Top Ten Variables of SVM: Nonlinear Regression Model
## Overall
## ManufacturingProcess32 100.00
## BiologicalMaterial06 85.65
## ManufacturingProcess36 81.77
## ManufacturingProcess09 81.57
## ManufacturingProcess13 79.95
## BiologicalMaterial03 77.35
## ManufacturingProcess17 76.96
## ManufacturingProcess06 69.87
## BiologicalMaterial12 63.49
## ManufacturingProcess11 62.07
Top Ten Variables of PLS: Linear Regression Model
## Overall
## ManufacturingProcess32 100.00
## ManufacturingProcess09 85.19
## ManufacturingProcess36 84.84
## ManufacturingProcess13 79.27
## ManufacturingProcess17 77.75
## ManufacturingProcess06 64.16
## ManufacturingProcess11 60.24
## ManufacturingProcess33 54.36
## BiologicalMaterial02 53.90
## BiologicalMaterial08 53.64
More Answer: The top 3 variables of the cubist model (ManufacturingProcess32
, ManufacturingProcess09
and ManufacturingProcess17
) are also found in the top 10 of both the optimal linear and nonlinear models. Interesting though, the cubist model and the SVM model share two biological variables in the top 10, BiologicalMaterial06
and BiologicalMaterial03
, while the linear model does not share top-performing biological variables. As noted above, the biggest observation is the large drop in importance after the first variable in the tree-based model as compared to the optimal linear and nonlinear models.
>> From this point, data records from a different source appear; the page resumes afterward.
PR #361, opened 2015-10-02
Move clusterIdentifier logic from JobMetrics to ClusterNames

pcadabam:
@ibuenros please review

### DIFF
--- a/gobblin-utility/src/main/java/gobblin/util/ClustersNames.java
+++ b/gobblin-utility/src/main/java/gobblin/util/ClustersNames.java
@@ -119,8 +119,20 @@ public class ClustersNames {
 
   /**
    *
-   * Returns the cluster name on which the application is running. Uses hadoop {@link Configuration} to get the url of
-   * the resourceManager or jobtracker. The URL is then translated into a human readable cluster name using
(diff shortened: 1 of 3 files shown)


gobblin-utility/src/main/java/gobblin/util/ClustersNames.java
```diff
@@ -112,6 +117,54 @@ private static String normalizeClusterUrl(String clusterIdentifier) {
...
+   * <p>
+   * <b>Standalone mode (outside of hadoop)</b> Uses the Hostname of {@link InetAddress#getLocalHost()}
+   * </p>
+   *
+   * <p>
+   * Use {@link #getClusterName(String)} if you already have the cluster URL
+   * </p>
+   *
+   */
+  public String getClusterName() {
```
ibuenros: We should make this take a Configuration as argument (in case not using default configuration).

pcadabam: Sure. Let's add an overload when we have such a use case.

pcadabam: Added support for passing configuration

ibuenros:
LGTM

PR #363, opened 2015-10-02
MetricContext was using putIfAbsent incorrectly.

ibuenros:


ibuenros:
Merged because it was a quick fix.

PR #365, opened 2015-10-04
Missing properties in DatasetState

lbendig:
When a new ```DatasetState``` is created from a ```JobState``` object in ```JobState#newDatasetState```, the start time, end time and duration properties are not copied.
This will result 0 values in the job level properties in the state store files.


liyinan926:
LGTM.

lbendig:
@liyinan926 Thanks for committing it!

PR #922, opened 2016-04-11
more code refactoring

zliu41:


chavdar:
What is the nature of these change?

zliu41:
Just to make the coding style more consistent, e.g., always access instance fields with `this.`, make a method `static` whenever possible, use `try-with-resource` whenever possible, remove unnecessary `else` block, remove unnecessary type argument for generics, etc.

Plot the optimal single tree with the distribution of yield in the terminal nodes. Does this view of the data provide additional knowledge about the biological or process predictors and their relationship with yield?
$finalModel rpartTune
## n= 144
##
## node), split, n, deviance, yval
## * denotes terminal node
##
## 1) root 144 473.7514 40.12944
## 2) ManufacturingProcess32< 0.191596 88 157.8237 39.20886 *
## 3) ManufacturingProcess32>=0.191596 56 124.1575 41.57607 *
plot(as.party(rpartTune$finalModel), gp=gpar(fontsize=10))
Answer: As it turns out, the optimal single tree from the trained model above is a tree with a depth of 1. The condition for the single node is unsurprisingly the manufacturing process variable ManufacturingProcess32
, the most important variable for all of the optimal model types. The decision node determines the terminal node for values equal to and above 0.192, and thus below the 0.192 value. The boxplots of the terminal nodes show that the higher the value of ManufacturingProcess32
then likely the higher the Yield
value. As seen from previous assignments, the higher the manufacturing variable value, then generally the higher the resulting yield, and the above plot reiterates that notion with the most important variable. Given the absence of the biological variables, I can’t provide any evaluation of those.